Everything from the line containing "Update input from" through the line containing "Get votes using graphql api" should be repeated exactly, and nothing else from the data.

++++ DATASET RECORDS

PR #333, opened 2021-04-27
Show amount of new proposals since last timeline visit 

samuveth:


samuveth:
@bonustrack I'm not to sure about the calculation of unseen proposals with indexOf.

bonustrack:
@samuveth I think it was fine before commit ae3a7ea

bonustrack:
We need show the counter if the user dont have last seen stored in localStorage too

bonustrack:
On mobile the counter appear on another line, can you fix that? Screenshot_20210428-120226_Chrome

samuveth:
@bonustrack looks a bit weird like this, maybe hide it on mobile?
image

bonustrack:
@samuveth I think it's fine like this

src/views/Home.vue
```diff
@@ -2,7 +2,16 @@
   <div>
     <div class="text-center mb-4 mx-auto">
       <Container class="d-flex flex-items-center">
-        <div class="flex-auto text-left">
+        <div class="flex-auto text-left d-flex">
+          <router-link :to="{ name: 'timeline' }">
+            <UiButton class="mr-2" style="width: 135px">
```
bonustrack, line 7: Can you try like this?
```suggestion
            <UiButton class="mr-2 no-wrap">
```

samuveth: Yeah that's better

bonustrack (approved):

PR #334, opened 2021-04-28
Sticky timeline sidebar

samuveth:


samuveth:
Still missing some things for mobile

src/views/Timeline.vue
```diff
@@ -1,23 +1,28 @@
...
+              v-text="$t('allSpaces')"
+              class="d-block px-4 py-2 sidenav-item"
+            />
+          </div>
+        </Block>
+      </div>
+    </div>
+    <div
+      class="col-12 col-lg-9 float-left pl-0 pl-lg-5"
+      style="margin-left: 240px"
```
bonustrack, line 24: You could use float-right instead of having this margin left

samuveth: Ok, let me try that

samuveth: Works well

src/views/Timeline.vue
```diff
@@ -1,23 +1,25 @@
...
+            <router-link
+              :to="{ name: 'timeline', params: { scope: 'all' } }"
+              v-text="$t('allSpaces')"
+              class="d-block px-4 py-2 sidenav-item"
+            />
+          </div>
+        </Block>
+      </div>
+    </div>
+    <div class="col-12 col-lg-9 float-left pl-0 pl-lg-5 float-right">
```
bonustrack, line 22: You don't need `float-left` anymore if it work with `float-right`, also i think you can use Layout component directly instead.

bonustrack: Use float-right by default in Layout component and just add `<div style="position: fixed; width: 240px">` in the Timeline component

bonustrack (approved):
Great!

PR #336, opened 2021-04-29
Add optional chaining to prevent timeline from breaking

samuveth:
Add optional chaining to prevent timeline from breaking, when a proposal has missing data. I'm not sure if we need it everywhere, but it shouldn't do any harm right?


bonustrack:
This is not supposed to break, i think i would prefer keep it the way is it so if it break we can debug it. With your PR if it break we may not notice it.

PR #339, opened 2021-05-01
Add admins field in settings

samuveth:
Requires: https://github.com/snapshot-labs/snapshot.js/pull/194


ChaituVR (commented):
Looks good to me 👍 

@bonustrack 
can we add an info icon (with tooltip maybe) somewhere in this field to explain the difference between members and admins?
image

ChaituVR:
is it possible/good to auto-populate the space owner's address also? (non-deletable)

or can we display this field as a deletable list, for example:
image

bonustrack (approved):
Looks good!

samuveth:
> is it possible/good to auto-populate the space owner's address also? (non-deletable)
> 
> or can we display this field as a deletable list, for example:
> image

I like the idea, I think we should consider this.

bonustrack:
@ChaituVR @samuveth We can do this on another PR, still need to figure out the UX for it. I was thinking to do something more like GitHub, where you see admins and members all together and have a way to select which address is members or admin.

PR #340, opened 2021-05-01
Refactor setLocale into composable

samuveth:


src/App.vue
```diff
@@ -13,33 +13,37 @@
...
 
 export default {
   setup() {
+    const store = useStore();
     const { modalOpen } = useModal();
+    const { loadLocale } = useI18n();
+
+    onMounted(() => {
+      store.dispatch('init');
+      loadLocale();
```
bonustrack, line 29: Shouldn't `loadLocale()` be before the init with an `await`? We don't want that the UI appear in English then switch to another language.

samuveth: I tested that, but it's probably a good safety measure anyway.

bonustrack:
@samuveth Something is wrong with the skins, they aren't working anymore see https://bafybeid2vi4ezpnfqlrk2eih4y2oohd7i3fvw5de43y6ddcij5nvtmjpci.on.fleek.co/#/balancer

samuveth:
> @samuveth Something is wrong with the skins, they aren't working anymore see https://bafybeid2vi4ezpnfqlrk2eih4y2oohd7i3fvw5de43y6ddcij5nvtmjpci.on.fleek.co/#/balancer

Oh, yes I forgot to move space back into the Options API for now.

bonustrack (approved):
Looks good!

PR #345, opened 2021-05-04
Allow admins to delete/archive proposals

samuveth:
- Also changed the name of the loading state, in preparation for more items

### DIFF
--- a/src/views/Proposal.vue
+++ b/src/views/Proposal.vue
@@ -22,7 +22,7 @@
               top="2.2rem"
               right="1.3rem"
               class="float-right"
-              v-if="isAdmin"
+              v-if="isAdmin || isCreator"
               @select="selectFromDropdown"
               :items="[{ text: $t('deleteProposal'), action: 'delete' }]"
             >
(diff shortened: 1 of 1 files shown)


src/views/Proposal.vue
```diff
@@ -259,6 +259,12 @@ export default {
     },
     symbols() {
       return this.space.strategies.map(strategy => strategy.params.symbol);
+    },
+    isAdmin() {
+      return (
+        this.proposal.address === this.web3.account ||
+        this.space.admins.includes(this.web3.account)
```
bonustrack, line 266: Can you make this not case sensitive? Something like this:
```
const admins = (this.space.admins || []).map(admin => admin.toLowerCase());
if (admins.includes(this.web3.account.toLowercase()) ...
```

ChaituVR (commented):
Not related to current PR changes,

but when I click on the loading icon, I am able to open the delete dropdown, does it look fine?
3rq23423423

bonustrack:
@ChaituVR Good catch, this should not happen

samuveth:
I think this PR and the hub PR are still missing the case where the owner of the space want to delete archive a proposal. Or will the owner be in admins by default?

ChaituVR:
isCreator/space creator is not allowed to archive proposal (i think).. I've added it in the hub but @bonustrack asked me to remove it

samuveth:
> isCreator/space creator is not allowed to archive proposal (i think).. I've added it in the hub but @bonustrack asked me to remove it

Yes that's right, thanks for letting me know.

ChaituVR (approved):

PR #347, opened 2021-05-05
Show network images or a Jazzicon based on network id

samuveth:


bonustrack:
@samuveth Looks good! Can you can move the logic (with failed image and Jazzicon) in a generic component "Ui/Avatar". Now we have this logic duplicated on many others components. We could use this component for space images, users, plugins.

samuveth:
@bonustrack there was already and Avatar.vue component. I moved it into the modal folder and changed it a little.

src/components/Ui/Avatar.vue
```diff
@@ -0,0 +1,32 @@
...
+      :style="{
+        width: `${parseInt(size) || 22}px`,
+        height: `${parseInt(size) || 22}px`
+      }"
+      @error="error = true"
+      class="circle border line-height-0 v-align-middle"
+    />
+    <jazzicon
+      v-else
+      :seed="seed"
```
bonustrack, line 15: Is `seed` being used here? 
```suggestion
```

src/components/Token.vue
```diff
@@ -1,16 +1,11 @@
...
-      :style="{
-        width: `${size || 22}px`,
-        height: `${size || 22}px`
-      }"
-      @error="error = true"
-      class="circle border line-height-0"
+    <UiAvatar
+      class="mr-2 mb-2"
+      :imgsrc="url"
+      :address="spaceAddress"
```
bonustrack, line 6: What's the difference between seed and address? If there isn't difference we may want to use only one props, probably `seed` that should fit with all the case.

src/components/Ui/Avatar.vue
samuveth: We need the seed because networks and plugins don't have a unique hex string. Jazzicon `address` only takes a hex string and seed takes a positive number, so for networks I used the network ID and for plugins I used `plugin.name.charCodeAt()`to generated a random number from the name.

src/components/Token.vue
samuveth: If we add the address as a seed with will no longer match with the icon in Metamask and other wallets.

src/components/Ui/Avatar.vue
samuveth: I mean a number from the string, it's not random.

src/components/Token.vue
samuveth: The seed only has effect if the is no address provided.

bonustrack (approved):
LGTM

PR #354, opened 2021-05-08
Remove invalids fields and filters

samuveth:


samuveth:
[Remove "invalids" field on settings form (can keep it on schema)](https://trello.com/c/gg0NKoei/74-remove-invalids-field-on-settings-form-can-keep-it-on-schema)

samuveth:
@bonustrack like that?

bonustrack:
@samuveth I mean delete "invalids" on the settings form, it should not be sent here: https://github.com/snapshot-labs/snapshot/blob/19a31973151285d5ea5f1d7c46d3b0c852c6af68/src/views/Settings.vue#L441

bonustrack (approved):

PR #355, opened 2021-05-08
Clicking on network should show all the spaces for that network

ChaituVR:
screena


ChaituVR:
[Networks: when click on a network we should see all the spaces for that network](https://trello.com/c/3prCvdPn/71-networks-when-click-on-a-network-we-should-see-all-the-spaces-for-that-network)

bonustrack:
@ChaituVR When we click on a network we should still see the searchbox, the page shouldn't change from the homepage.

ChaituVR:
@bonustrack Added that back..

samuveth:
@ChaituVR how about we show the user the current network and a back button?

bonustrack:
@samuveth This is what Chaitu initially did, but i prefer keep Home.vue simple. Any concern on the technical implementation?

samuveth:
@bonustrack Yes, when you click on a network and then click on "snapshot" to go back to home, it gets stuck on that network.

bonustrack:
Ok yea, this is confusing we should reset filters when we click on "snapshot".

samuveth (approved):
Works well! LGTM!

src/views/Home.vue
```diff
@@ -136,7 +146,7 @@ export default {
       scrollEndMonitor(() => (limit.value += loadBy));
     });
 
-    return { q, limit, spaces, toggleFavorite, numberOfUnseenProposals };
+    return { limit, spaces, toggleFavorite, numberOfUnseenProposals };
```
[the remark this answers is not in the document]
ChaituVR: @bonustrack this change is to fix the issue where the snapshot logo is clicked and spaces with network/search filters don't clear,

now that both q and spaces coming from the computed value of `spaces`
```js
    const spaces = computed(() => {
```
I felt `spaces.q` and `spaces.spaces` would look weird so changed names to `searchString` and `filteredSpaces`, any suggestions to make it better? I tried destructuring those values from `spaces` but doesn't work that way

src/views/Home.vue
```diff
@@ -87,9 +87,10 @@ export default {
     const favorites = computed(() => store.state.favoriteSpaces.favorites);
     const stateSpaces = computed(() => store.state.app.spaces);
 
-    const q = ref(route.query.q || '');
-
     const spaces = computed(() => {
+      const searchString = route.query.q || '';
```
samuveth, line 91: @ChaituVR why don't you use `const q = ref(route.query.q || '')` for `searchString` and `networkFilter` like it was before? Is there a reason for them to be inside the `space` computed property?

samuveth (changes requested):

src/views/Home.vue
ChaituVR: @samuveth yes those values need to be inside the `space` computed value, to fix the issue where the snapshot logo is clicked and spaces with network/search filters don't clear, so it can take updated value from the route, 

previously when it was outside, computed `space` is not considering values changed in url

ChaituVR: > @bonustrack Yes, when you click on a network and then click on "snapshot" to go back to home, it gets stuck on that network.

i mean to fix issue

samuveth:
With @ChaituVR permission I continued this PR. The new branch is here: https://github.com/snapshot-labs/snapshot/pull/365

PR #365, opened 2021-05-14
Update input from route within the search component and refactor

samuveth:
A continuation of https://github.com/snapshot-labs/snapshot/pull/355


samuveth:
[Networks: when click on a network we should see all the spaces for that network](https://trello.com/c/3prCvdPn/71-networks-when-click-on-a-network-we-should-see-all-the-spaces-for-that-network)

ChaituVR:
@samuveth when we click on search dropdown it should not clear existing search query in URL.. somehow that is clearing now

screenav

samuveth:
> @samuveth when we click on search dropdown it should not clear existing search query in URL.. somehow that is clearing now

Good catch! Pushed the fix

bonustrack (approved):
Perfect!

PR #366, opened 2021-05-16
Get votes using graphql api

samuveth:


src/helpers/graphql.ts
```diff
@@ -28,8 +28,20 @@ export async function proposalQuery(id) {
...
+        },
+        id: true,
+        voter: true,
+        created: true,
+        choice: true
       }
     }
   );
-  return response.proposal;
+  return { proposal: response.proposal, votes: response.votes };
```
bonustrack, line 46: You can do this
```suggestion
  return response;
```
Or this directly
```js
return await subgraphRequest(...
```

samuveth:
[Use GraphQL API to get votes](https://trello.com/c/0cUl1Vud/82-use-graphql-api-to-get-votes)

src/helpers/snapshot.ts
```diff
@@ -49,50 +49,38 @@ export async function getResults(space, proposal, votes, blockNumber) {
...
-        .filter(vote => vote[1].balance > 0)
-    );
+    votes.map((vote: any) => {
+      vote.scores = strategies.map((strategy, i) => scores[i][vote.voter] || 0);
+      vote.balance = vote.scores.reduce((a, b: any) => a + b, 0);
+      return vote;
+    });
+    votes
+      .sort((a, b) => b.balance - a.balance)
+      .filter(vote => vote.balance > 0);
```
bonustrack, line 62: For some reason if you go here:
https://snapshot.org/#/ybaby.eth/proposal/QmSMyYeKrRpnA7Xn56o2NtbCUzxmhzCupL7LxMA1reXxq4
You'll see 1922 votes, but if you go here: 
https://bafybeibiegge3dzfmnz6esriceobmyz5fqgbif37woivpmmvwbcgmcggdy.on.fleek.co/#/ybaby.eth/proposal/QmSMyYeKrRpnA7Xn56o2NtbCUzxmhzCupL7LxMA1reXxq4
You see 1923 votes. The extra vote seem to come from this address 0x092a...Ff04 but this address seem to have 0 voting power show it shouldn't really appear. Maybe the filtering `vote.balance > 0` is not working, can you troubleshot this?

src/helpers/graphql.ts
samuveth: But then we need to do more restructuring afterwards. Because the response will be `response: {votes: {}, proposal: {}}`

bonustrack: Isn't the same than what you return already?

samuveth: Yes 😄 somehow it made sense before when I did each query separately.

src/helpers/snapshot.ts
samuveth: Should work now

bonustrack (approved):
Looks great!

PR #180, opened 2019-06-10
(maint) Add to_hash function to resourceShim for compatibility

da-ar:


spec/puppet/resource_api/glue_spec.rb
```diff
@@ -56,5 +56,9 @@
         it { expect(instance.to_hierayaml).to eq "  ? |-\n    foo:\n    bar\n  : attr: value\n    attr_ro: fixed\n" }
       end
     end
+
+    describe '.to_hash' do
+      it { expect(instance.values).to eq(namevarname: 'title', attr: 'value', attr_ro: 'fixed') }
```
DavidS: `.values` should be `to_hash` right?

da-ar: 🤦‍♂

++++++++

• **ANSWER SECTION**
Update input from route within the search component and refactor

samuveth:
A continuation of https://github.com/snapshot-labs/snapshot/pull/355


samuveth:
[Networks: when click on a network we should see all the spaces for that network](https://trello.com/c/3prCvdPn/71-networks-when-click-on-a-network-we-should-see-all-the-spaces-for-that-network)

ChaituVR:
@samuveth when we click on search dropdown it should not clear existing search query in URL.. somehow that is clearing now

screenav

samuveth:
> @samuveth when we click on search dropdown it should not clear existing search query in URL.. somehow that is clearing now

Good catch! Pushed the fix

bonustrack (approved):
Perfect!

PR #366, opened 2021-05-16
Get votes using graphql api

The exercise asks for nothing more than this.